PR #937, opened 2019-11-16
Fix quickmenu retaining focus after being closed

glennsl:
This fixes a bug introduced in #914 where closing the menu in any way other than pressing `Esc` would retain focus, and therefore not forward input to `libvim`. This is a known bug in revery-ui/revery#412, which had a workaround that was only partly removed and not replaced.


glennsl:
Merging this immediately since it's just a bugfix

bryphe:
Thanks for catching this and the quick fix, @glennsl !

PR #944, opened 2019-11-19
Dependency: revery -> fed5405

### LINKED ISSUE #942: Performance: Slow redraw on editor surface
Profiling scrolling through the editor surface on OSX - I saw that rendering was slower than expected (the `draw` call was taking around `24ms` on average - it should be taking less <`8ms` ideally).

The graph showed the following:

image

The trace showed that both the `Revery__Draw__Text_render` and `Revery_Draw__Shapes__drawRect_inner` methods were very expensive, primarily due to the matrix multiplications via `caml_mat4_multiply`.

We are using significantly more matrix multiplications than we strictly need to in Revery, and most of the transformations used in those paths are simple (translation + scaling) that could be done more efficiently.

bryphe:
Pick up `reason-gl-matrix` updates, fixes #942


bryphe:
Superseded by #951

PR #964, opened 2019-11-20
Dependency: reason libvim -> d9a3812

bryphe:
Pick up improvements in auto-closing pairs from `reason-libvim`:


bryphe:
#965 has a newer reason-libvim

(WHAT TO PRODUCE)
Please copy all lines of the listing in which the string "surface" occurs.

(WRITTEN RESPONSE)
### LINKED ISSUE #942: Performance: Slow redraw on editor surface
Profiling scrolling through the editor surface on OSX - I saw that rendering was slower than expected (the `draw` call was taking around `24ms` on average - it should be taking less <`8ms` ideally).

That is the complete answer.